The pseudo c++ code is along the lines of:

```
// where polygon and offsets is a class/struct containing an array of Point2ds
struct Point2d
{
double x, y;
};
for (int i = 0; i < polygon1.NumPoints()-1; i++)
{
Point2d p1 = polygon1[i];
Point2d p2 = polygon1[i+1];
for (int j = 0; j < polygon2.NumPoints()-1; j++)
{
Point2d q1 = polygon2[j];
Point2d q2 = polygon2[j+1];
for (int k = 0; k < offsets.NumPoints(); k++)
{
Point2d offset = offsets[k];
q1.TranslateBy(offset);
q2.TranslateBy(offset);
BOOL intersects = IntersectTest(p1, p2, q1, q2);
// etc
}
}
}
```

and my cuda code is something along the lines of:

```
__global__ void IntersectionKernel(double2 *polygon1, double2 *polygon2, double2 *offsets,
int numPoints1, int numPoints2, int numOffsets,
int *results)
{
int i = blockIdx.x * blockDim.x + threadIdx.x;
int j = blockIdx.y * blockDim.y + threadIdx.y;
int k = blockIdx.z * blockDim.z + threadIdx.z;
if (i < numPoints1-1 && j < numPoints2-1 && k < numOffsets)
{
double p1[2] = {polygon1[i].x, polygon1[i+1].y};
double p2[2] = {polygon1[i+1].x, polygon1[i+1].y};
double q1[2] = {polygon2[j].x, polygon2[j+1].y};
double q2[2] = {polygon2[j+1].x, polygon2[j+1].y};
double offset[2] = {offsets[k].x, offsets[k].y};
q1.x += offset.x; q1.y += offset.y;
q2.x += offset.x; q2.y += offset.y;
BOOL intersects = IntersectTest(p1, p2, q1, q2);
// blah blah
results[k] = some_result;
}
}
```

(please ignore any typos - without a preview button, it’s difficult to make sure i haven’t made any silly mistakes)

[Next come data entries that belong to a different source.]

PR #11098, opened 2021-12-14
dnsdist: lua support to remove resource records from a response

chbruyand:
### Short description

This PR adds lua support to remove resource records from a response.

### Checklist

I have:
- [x] compiled this code
- [x] tested this code
- [ ] documented the code

### DIFF
--- a/pdns/dnsdist-lua-actions.cc
+++ b/pdns/dnsdist-lua-actions.cc
@@ -1734,7 +1734,7 @@ public:
     if (d_qtypes.size() > 0) {
       clearDNSPacketRecordTypes(dr->getMutableData(), d_qtypes);
     }
-    return DNSResponseAction::Action::HeaderModify;
+    return DNSResponseAction::Action::None;
   }
 
   std::string toString() const override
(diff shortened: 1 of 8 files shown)


pdns/dnsdistdist/docs/rules-actions.rst
```diff
@@ -838,6 +838,14 @@ The following actions exist.
 
   Let these packets go through.
 
+.. function::ClearRecordTypesResponseAction(types)
+
+  .. versionadded:: 1.8.0
+
+  Removes given type(s) records from the response.
```
pieterlexis, line 845: some extra text would be good that the operator has to be careful about accidentally turning an answer into a NODATA response without a SOA record in the additional section. This could be prevented by using a `NotRule{QTypeRule(XXX)}` where XXX are the record types being stripped in the response.

pdns/dnsdist-lua-actions.cc
```diff
@@ -1712,6 +1712,32 @@ class SetTagResponseAction : public DNSResponseAction
...
+  ClearRecordTypesResponseAction(const std::set<QType>& qtypes) : d_qtypes(qtypes)
+  {
+  }
+
+  DNSResponseAction::Action operator()(DNSResponse* dr, std::string* ruleresult) const override
+  {
+    if (d_qtypes.size() > 0) {
+      clearDNSPacketRecordTypes(dr->getMutableData(), d_qtypes);
+    }
+    return DNSResponseAction::Action::HeaderModify;
```
rgacogne, line 1729: I _think_ we might not want to stop the processing of subsequent rules after this one, what do you think? That would mean returning `DNSResponseAction::Action::None` instead., listing it in the list of actions that do not stop the processing in https://dnsdist.org/rules-actions.html#actions (I wonder why that list is broken, btw), and adding `Subsequent rules are processed after this action.` to its description.

rgacogne (approved):
Nice work!

pdns/dnsdist-lua-actions.cc
chbruyand: "Subsequent rules are *not* processed after this action" you mean ?

rgacogne: Well it depends :) If we keep returning `DNSResponseAction::Action::HeaderModify` then we do not have to change anything, but if we decide to return `DNSResponseAction::Action::None` instead then `Subsequent rules are processed after this action` would be correct, right?

chbruyand: My bad, thanks!

pdns/dnsdistdist/docs/rules-actions.rst
chbruyand: Alright, thanks! I added a word about that and an example code.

So - one of the problem i face, is that these polygons and offsets can be of any size. That is, polygon1 may contain 57 points, polygon2 has 611 points, and there can be 113 offsets, say. Whenever i look at examples, they are always nice numbers - 512, 64, 1024 etc.

I have compute capability 2.1

I’m not necessarily looking for the absolute optimum method (although please feel to show me!), but some good way of inputting said values into Cuda code and executing.

So, my question is - how do i execute this code. I can initialise, copy and free up memory. But it’s executing the kernel that i need help with, choosing the block / grid size.

Let’s take my above example:

numPoints1 = 57

numPoints2 = 611

numOffsets = 113

```
// now execute the kernel
// what numbers do i use here?
dim3 block, grid;
IntersectionKernel
<<< block, grid /* <<----- is this even correct???? */
>>> (polygon1, polygon2, offsets, numPoints1, numPoints2, numOffsets, results);
```

I of course don’t want to run each calculation one at a time, but would like to run a reasonable amount in parallel.

Any help on this would be really appreciated.